由于“长得太危险”被康柿子强行带回到客栈后,林小绪一下午都郁郁寡欢,心情低落。
丫决定好好冷上小柿子一段时间,好让他知道他的地盘她做主的道理。
本来是打算一天不跟杨康讲话的,吃饭的时候柿子给她夹菜都被她躲过了,够硬气了吧?
只是在柿子看她如此后,也冷下一张脸出了房门,并一个时辰没有回来后,林小绪就后悔了,悔得肠子都青了。
嘛啊~小柿子,不带你这么不能忍的啊!她只是难得矫情一下,你……你不会真生气了吧?
林小绪心里又开始挂念起柿子来了,忍不住歪想着:我家柿子长那么倾城倾国的,万一出门遇上采花贼可怎么办啊,这女采花贼也就算了,柿子也不吃亏,万一是个男的……

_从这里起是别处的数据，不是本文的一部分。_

PR #709, opened 2018-03-09
fix parsing values with multiple signs (bsc#1081353)

jreidinger:


library/system/test/kernel_test.rb
```diff
@@ -147,4 +149,79 @@
...
+    context "when command line contain newline" do
+      let(:cmdline) { "splash=verbose silent\n" }
+
+      it "deletes this newline from CmdLine" do
+        subject.ParseInstallationKernelCmdline
+        expect(subject.GetCmdLine).to eq " splash=verbose silent"
+      end
+    end
+
+    context "when command line contain newline" do
```
joseivanlopez: Duplicated tests.

mvidner:
With multiple signs? as in `- - -1 == -1` ??

jreidinger:
@mvidner see tests. I add test explicitelly for customer test case.

mvidner:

这一想却是再也坐不住,站起来就要出去找那只别扭的康柿子,可刚开了门,却见店小二正站在外头做敲门的动作。
“呃……你有事?”林小绪问道。
“是林姑娘吗?”小二问她。
“嗯,”林小绪点头,“我是姓林。”
“哦,是这样,刚刚有位杨大爷,让我给林姑娘捎个口信,说他在后院石亭子里等你。”小二说道,“话我是带到了,先走了啊姑娘。”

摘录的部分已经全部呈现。